Imported milk products into Sarawak will meet permit requirements, says state veterinary services dept

Dairy cows are seen on a farm in Saint-Valerien-de-Milton, south-east of Montreal, Quebec August 30, 2018. — Reuters pic
Dairy cows are seen on a farm in Saint-Valerien-de-Milton, south-east of Montreal, Quebec August 30, 2018. — Reuters pic

KUCHING, May 17 — The Sarawak Veterinary Services Department (VSD) today said it will continue to ensure that milk and milk products imported into the state from Peninsular Malaysia and other countries meet the requirements of the import permit.

Director Dr Adrian Susin Ambud explained that the importation of fresh milk into Sarawak is governed by the Regulations for Importation of a veterinary import permit issued by the department.

He said the documents required for the importation of milk or milk products are the Certificate of Freedom of Country or State from Disease and Veterinary Health Certificate attesting that the milk and milk products are free from tuberculosis.

He said all the necessary precautions must also be taken after processing to avoid contact of the products with any potential sources of FMD virus.

“The restrictions, however, do not apply to the following dairy products such as UHT, yoghurt, milk powder, cheese, butter, cream, ice-cream containing milk, and condensed milk,” he said when clarifying a statement by Deputy Minister of Domestic Trade and Consumer Affairs Chong Chieng Jen yesterday.

Chong, who is also the Stampin MP, urged the state government to prohibit the importation of fresh milk into the state in view of the occurrences of Foot and Mouth Disease (FMD) in Peninsular Malaysia and other countries.

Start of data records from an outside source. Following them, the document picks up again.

PR #41, opened 2022-09-05
Add multiple (Service) Backends abstraction

daringer:
This adds the structure to allow multiple service backends. Essentially the client now has the possibility to choose a order-of-dispatch in its `ClientContext`. This is an elementary step towards transparent hardware crypto devices like the se050.

* Extend `ClientId` to be a proper struct and call it make it a `ClientContext` (as the name suggests)
* Fix several concurrency issues during directory traversal using the `ClientContext` instead of a quasi-global
* extend all necessary components and `reply_to` dispatching based on client-chosen service backends

### DIFF
--- a/src/types.rs
+++ b/src/types.rs
@@ -241,30 +241,57 @@ the walker state of the directory traversal syscalls.
 */
 pub struct ClientContext {
     pub path: PathBuf,
+    pub backends: Vec<ServiceBackends, 2>,
     pub(crate) read_dir_state: Option<ReadDirState>,
     pub(crate) read_dir_files_state: Option<ReadDirFilesState>,
 }
 
 impl core::convert::From<PathBuf> for ClientContext {
     fn from(path: PathBuf) -> Self {
-        Self::new(path)
+        Self::from_pathbuf(path)
     }
 }
 
 impl core::convert::From<&str> for ClientContext {
     fn from(path_str: &str) -> Self {
-        Self::new(PathBuf::from(path_str))
+        Self::from_pathbuf(PathBuf::from(path_str))
     }
 }
 
 impl ClientContext {
-    pub fn new(path: PathBuf) -> Self {
+    pub fn from_pathbuf(path: PathBuf) -> Self {
+        Self::new(path, Vec::from_slice(&[ServiceBackends::Software]).unwrap())
+    }
+
+    pub fn new(path: PathBuf, backends: Vec<ServiceBackends, 2>) -> Self {
         Self {
             path,
+            backends,
             read_dir_state: None,
             read_dir_files_state: None,
         }
     }
+}
+
+/**
+This enum collects the available "system call" service backends.
+Each of these backends is supposed to be self-sufficient (i.e. not reliant
+on another one or on ServiceResources itself) and to implement a subset
+of the API calls.
+
+If a backend requires ownership of a device, that device will be part of
+the customizable part of the macro-constructed Platform struct. If a
+backend further requires parametrization from the client to operate (such as
+a PIN being passed down from an app), this parameter struct should be
+added as payload for that enum variant.
+
+Backends are called from Service::process() under consideration of the
+selection and ordering the calling client has specified in its ClientId.
+*/
+#[derive(Copy, Clone, PartialEq, Eq)]
+pub enum ServiceBackends {
+    Software,
+    // SE050(Se050Parameters),
 }
 
 // Object Hierarchy according to Cryptoki
--- a/src/types.rs
+++ b/src/types.rs
@@ -19,6 +19,7 @@ use serde::{Deserialize, Serialize};
 
 use crate::config::*;
 use crate::key::Secrecy;
+use crate::store::filestore::{ReadDirFilesState, ReadDirState};
 
 pub use crate::client::FutureResult;
 pub use crate::platform::Platform;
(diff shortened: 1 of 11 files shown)


sosthene-nitrokey:
I've rebased it on top of 8e347abf99dba81fca11c5779a473d263a7b0565 in [sosthene-nitrokey:client-context-rebased](https://github.com/sosthene-nitrokey/trussed/tree/client-context-rebased)

src/types.rs
```diff
@@ -72,11 +75,6 @@ impl Id {
         let array = self.0.to_be_bytes();
 
         for i in 0..array.len() {
-            if array[i] == 0 && i != (array.len() - 1) {
```
sosthene-nitrokey, line 75: If leading zeros are not skipped anymore this comment should probably be removed

daringer: good point, fixed

nickray: I fear this will break backwards compatibility, no?

src/types.rs
```diff
@@ -232,8 +229,105 @@ pub mod consent {
 // pub type AeadNonce = [u8; 12];
 // pub type AeadTag = [u8; 16];
 
-// pub type ClientId = heapless::Vec<u8, heapless::consts::U32>;
-pub type ClientId = PathBuf;
+/**
+The "ClientId" struct is the closest equivalent to a PCB that Trussed
```
nickray, line 233: What is a PCB?

daringer: Process Control Block, OS "slang". If Trussed is an OS, the ClientContext struct would be roughly an equivalent to a PCB for clients ('clients' could then be understood as processes)

robin-nitrokey:
I think we could further modularize this PR by moving the backends out of Trussed.  The backend enum could be defined together with the platform by the runner.  The backend implementations (other than the software backend) could reside in separate crates.  This would mean that we would have to make `Request` and the types that use it generic over the additional backends, but I think it would be a cleaner approach and would cause less overhead.

I’m currently polishing a draft implementation and will share it here in the next days for you to review.

nickray:
Agreed that any and all non-default backends should be independent crates, and the integration designed as such.
Honestly, even the software backend shouldn't be hardcoded into Trussed, but likely generated based on "constraints" of what is needed and which low-level implementations to use.

The generic approach has a danger of leading to a deluge of generics; this could be improved with more code generation (essentially the hardcoded/upstreamed approach, but on-demand and dynamic).

robin-nitrokey:
For reference, here is my current implementation:
- https://github.com/Nitrokey/trussed/pull/9
- https://github.com/Nitrokey/trussed/pull/10

I’ll update this PR once we’ve finished testing the integration into the firmware.  While this adds some additional type parameters, I think the approach using the const-generics interchange implementation is a good trade-off between type complexity and flexibility.

robin-nitrokey:
>  this could be improved with more code generation 

I’d rather reduce the amount of code generation in Trussed because I feel that the code generation macros often are not flexible enough and create additional restrictions (e. g. `platform!` does not support generics).  My suggestion would be to provide simple defaults for the trivial cases (e. g. no custom backends) while allowing users to manually implement more complex cases.

nickray:
Specific to your alternative PR, we had a lot more generic parameters in the past and got rid of them. E.g., code like
```
impl<B: 'static, I: TrussedInterchange<B>, S: Syscall> HmacBlake2s
    for ClientImplementation<B, I, S>
```
is repetitive and quite annoying to maintain. It will just get worse once we wish to add more flexibility. It also has no actual value in flexibility, as things are set (I think?) once and for all in setup of an actual build.

Understood that the current "macros by example" are limited. I'm not thinking of even more such macros, but rather a formal step that could go two ways (that I can think of):

a) in a build.rs that "somehow" is configured (it isn't really idiomatic to do a lot of work in build.rs though)
a') annoying alternative pre-build step, that is more flexible than build.rs
b) the "config crate idea", which I first heard of from James Munns

What is the config crate? Say we have a type like
```
    if #[cfg(feature = "clients-12")] {
        interchange::interchange! {
            TrussedInterchange: (Request, Result<Reply, Error>, 12)
        }
```
Here the `clients-*` features are already a hack, as Cargo features are only booleans.

The idea is this: Let `trussed` depend on `trussed-config`, which has some kind of default type definitions (e.g. TrussedInterchange as an interchange for 3 clients). Then inside `trussed`, we somewhere have
```
pub mod config {
  pub use trussed_config::*;
}
```
and everything else depends on `trussed::config`.

In firmware code (or PC runners, or examples, etc.), one defines a local crate (defining e.g. TrussedInterchange with 12 clients), and has a `[patch]` section in the main Cargo.toml to use this instead.

This approach localizes all the things that must vary in one place; the code depending on it in `trussed` has no generics anymore.

As a first step, these config crates would be "written by hand", but that gets painful too.

So then ideally, we have an actual code generator *just for this* (i.e. not Rust macros, but an actual dedicated software in Rust or Python), which itself can be driven from a TOML or other config *file*.

Or maybe even the users don't need to supply these crates, and just supply a trussed.toml config file, which `trussed`'s `build.rs` uses to run the code generator on.

An alternative is to tie all these generic parameters here, so we'd still model them properly in your sense, but `trussed` only sees the generic-free specific instantiation.

This build step could/should also be able to run the "dependency resolver" that analyzes apps for their cryptographic and other needs, and generates a specific software backend that has just that.

Understood that this is just a sketch and at most a basis for a deeper discussion. I do think that the question "how do we configure Trussed" is core and central to Trussed's success, and applicability in a variety of use cases (even just SoloKeys vs Nitrokey, but even more so beyond these to desktops + servers).

nickray:
Yes, a Config trait might work for some use cases too. The overarching message I'm trying to send is to keep the overall generic count in any given part of the code as low as possible.

That's a cute trick to count the clients :)

robin-nitrokey:
Closing in favor of https://github.com/trussed-dev/trussed/pull/68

Chong had said fresh milk products that were imported or produced in Peninsular Malaysia were still found in some markets in Sarawak, despite the circular issued by the VSD early this year.

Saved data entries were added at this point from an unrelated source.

PR #43, opened 2022-09-13
Inject any key

szszszsz:
Draft solution for injecting any key material with the specified kind to the Trussed system.
Such is required for Nitrokey Webcrypt and OpenPGP implementations.

Requesting for comments.
To be rebased on the current master.


sosthene-nitrokey:
It seems to me like reviving `unsafe_inject_key` would be the proper method, I don't really know why it was deprecated. At the time there was no `SharedSecret` mechanism, so maybe that's why it was changed? @nickray can you confirm? 915c544c94049e60eb8d82f250450f5e9f3c80a8 doesn't tell much more.

> add "imported" attribute to the key, allowing to identify it when used with security critical functions

Isn't it redundant with the `LOCAL` flag?

src/client.rs
```diff
@@ -544,10 +546,12 @@ pub trait CryptoClient: PollClient {
         &mut self,
         raw_key: &[u8],
         location: Location,
+        kind: Kind,
```
sosthene-nitrokey, line 549: `key::Kind` is not exposed in the `Client` API currently, I'm not sure it should. To me it's more an internal detail an the `mechanism` enum should be used instead.

szszszsz:
> > add "imported" attribute to the key, allowing to identify it when used with security critical functions
> Isn't it redundant with the `LOCAL` flag?

It is indeed, did not notice that before. I would suggest changing the name to `LOCAL_ORIGIN`, as this sounds confusingly similar to resident/stored keys.

src/client.rs
szszszsz: If so, then surely we can go to the original API, without the needless extension.

sosthene-nitrokey:
This is turning out to be much more complex than expected for curve25519 keys. It is fine for `P256` though.

Currently we use [`salty`](https://docs.rs/salty/latest/salty/) for curve25519. The issue is that it doesn't have any way to construct a private key from its raw byte representation. Keys are stored by their "seed" which is then hashed to obtain the private key. This scheme cannot be used to store imported keys as it would require reversing the hash.

So first we'll need a way to create `salty::SecretKey` from their raw representation. Then we'll need to either migrate the key representation to a new one, or simply ignore the old keys if no current deployement of `trussed` actually uses X255 keys.

sosthene-nitrokey:
A solution could be to handle it by using either the `kind` enum for the key or a flag maybe even the `LOCAL` flag to differentiate keys stored as their seed and keys stored as their value.

sosthene-nitrokey:
At least it lead to https://github.com/ycrypto/salty/pull/28

sosthene-nitrokey:
@szszszsz You can remove the draft status on this PR, it works correctly for opcard.

PR #44, opened 2022-09-13
Add P256 HMAC-based key derivation from the supplied data

szszszsz:
Based on the HmacSha256 implementation - the only difference is, that the result is stored as a P256 key, instead of a shared variant.

As discussed, it would be best in the future to introduce shared implementation across different combinations of hash and resulting key algorithms.

Requesting for comments / solution suggestions.

-----

Improvement ideas:
- Provide a way to connect multiple mechanisms together, without copying the implementation like in this case.

Current downsides:
- supplied implementation is almost a verbatim copy of `HmacSha256`.

-----

To do:
- [ ] change the algorithm to seed-based Ed25519 instead
- [ ] make sure the generated keys are correct - apply proper checks

-----

Note: this PR will be soon obsolete, in a favor of using backend and extension based implementation

### DIFF
--- a/Cargo.toml
+++ b/Cargo.toml
@@ -82,6 +82,7 @@ default-mechanisms = [
     # "hmac-blake2s",
     "hmac-sha1",
     "hmac-sha256",
+    "hmac-sha256-p256",
 	# For some reason, this breaks Solo 2 firmware
 	# At minimum, this seems to have a huge "block" method
     # "hmac-sha512",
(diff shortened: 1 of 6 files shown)


szszszsz:
Yes, switch to Ed25519 makes sense. Will do so in the next step, and remove P256 usage completely.

robin-nitrokey:
Closing as this has been implemented as a custom backend for websmartcard, see: https://github.com/Nitrokey/nitrokey-websmartcard-rust/pull/16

He also suggested that the state’s poultry industry might be seriously affected if the importation of milk and milk products from FMD-affected were allowed into Sarawak.

Dr Adrian clarified that FMD only affects all cloven-hoof animals such as cattle, buffalo, pigs, goats, sheep, deer and other ungulates.

“FMD does not affect poultry and human. It is different from the Hand-Foot and Mouth disease (HFMD) caused by Coxsackievirus,” he said.

He assured that the VSD is fully committed to maintaining the state’s FMD-free status granted by the World Organisation for Animal Health (OIE) in May 2004.

However, Dr Adrian said the department will investigate Chong’s allegation and will take necessary action on the milk products to ensure that Sarawak remains FMD free.